----- Task input -----

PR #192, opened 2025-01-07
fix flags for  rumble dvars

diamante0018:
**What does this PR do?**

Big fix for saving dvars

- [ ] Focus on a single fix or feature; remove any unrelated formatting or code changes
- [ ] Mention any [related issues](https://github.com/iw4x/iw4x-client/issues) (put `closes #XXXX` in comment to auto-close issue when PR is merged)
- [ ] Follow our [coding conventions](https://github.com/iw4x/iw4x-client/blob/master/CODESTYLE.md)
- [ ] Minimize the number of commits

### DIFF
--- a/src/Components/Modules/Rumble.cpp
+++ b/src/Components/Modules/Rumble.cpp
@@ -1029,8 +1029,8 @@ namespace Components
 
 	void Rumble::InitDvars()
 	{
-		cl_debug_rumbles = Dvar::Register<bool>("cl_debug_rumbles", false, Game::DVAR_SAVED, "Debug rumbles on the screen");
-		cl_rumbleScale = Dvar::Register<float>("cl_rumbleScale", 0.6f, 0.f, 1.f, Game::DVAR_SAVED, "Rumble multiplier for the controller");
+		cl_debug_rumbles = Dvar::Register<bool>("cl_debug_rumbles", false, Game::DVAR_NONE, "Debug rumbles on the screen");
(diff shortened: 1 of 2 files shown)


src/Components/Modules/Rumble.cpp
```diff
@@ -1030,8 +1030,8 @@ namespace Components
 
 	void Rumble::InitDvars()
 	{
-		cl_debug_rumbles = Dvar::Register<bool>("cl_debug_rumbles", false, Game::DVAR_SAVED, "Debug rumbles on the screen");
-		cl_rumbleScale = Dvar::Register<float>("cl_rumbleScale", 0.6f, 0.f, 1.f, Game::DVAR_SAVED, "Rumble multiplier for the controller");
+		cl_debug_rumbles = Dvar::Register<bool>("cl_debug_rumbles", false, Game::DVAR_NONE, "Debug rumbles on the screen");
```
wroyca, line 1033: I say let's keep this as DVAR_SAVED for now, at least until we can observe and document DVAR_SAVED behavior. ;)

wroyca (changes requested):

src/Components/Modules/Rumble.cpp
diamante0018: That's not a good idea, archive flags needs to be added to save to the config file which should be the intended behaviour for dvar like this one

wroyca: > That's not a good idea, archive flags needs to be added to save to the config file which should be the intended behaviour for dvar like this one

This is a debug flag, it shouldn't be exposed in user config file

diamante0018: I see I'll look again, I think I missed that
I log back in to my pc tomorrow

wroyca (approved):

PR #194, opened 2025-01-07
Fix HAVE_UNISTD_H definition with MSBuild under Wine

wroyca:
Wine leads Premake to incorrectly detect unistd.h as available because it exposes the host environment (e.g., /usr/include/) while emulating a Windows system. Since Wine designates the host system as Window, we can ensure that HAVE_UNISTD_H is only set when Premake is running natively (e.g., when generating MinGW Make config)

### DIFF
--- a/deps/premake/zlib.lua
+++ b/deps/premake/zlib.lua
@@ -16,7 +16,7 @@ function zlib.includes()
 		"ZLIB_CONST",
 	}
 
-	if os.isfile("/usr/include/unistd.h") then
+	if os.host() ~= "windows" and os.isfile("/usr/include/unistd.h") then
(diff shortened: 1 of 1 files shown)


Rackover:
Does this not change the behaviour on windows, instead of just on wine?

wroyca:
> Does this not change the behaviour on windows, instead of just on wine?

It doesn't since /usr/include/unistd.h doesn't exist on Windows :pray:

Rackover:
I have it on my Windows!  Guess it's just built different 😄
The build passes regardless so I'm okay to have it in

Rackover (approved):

-----
----- Task input -----

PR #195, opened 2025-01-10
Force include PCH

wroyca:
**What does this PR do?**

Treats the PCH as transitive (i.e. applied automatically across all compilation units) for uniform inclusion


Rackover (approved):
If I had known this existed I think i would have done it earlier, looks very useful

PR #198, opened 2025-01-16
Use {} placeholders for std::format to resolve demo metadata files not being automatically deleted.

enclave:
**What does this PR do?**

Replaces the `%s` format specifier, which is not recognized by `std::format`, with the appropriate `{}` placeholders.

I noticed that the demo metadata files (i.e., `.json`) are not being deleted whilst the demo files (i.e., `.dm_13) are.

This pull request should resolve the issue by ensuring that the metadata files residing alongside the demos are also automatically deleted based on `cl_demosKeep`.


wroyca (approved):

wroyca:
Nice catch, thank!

-----

- About this task: Output exactly the lines of the material above from the one containing "PR #192, opened 2025-01-07" up to and including the one containing "- [ ] Mention".

- Solution for this problem:
PR #192, opened 2025-01-07
fix flags for  rumble dvars

diamante0018:
**What does this PR do?**

Big fix for saving dvars

- [ ] Focus on a single fix or feature; remove any unrelated formatting or code changes
- [ ] Mention any [related issues](https://github.com/iw4x/iw4x-client/issues) (put `closes #XXXX` in comment to auto-close issue when PR is merged)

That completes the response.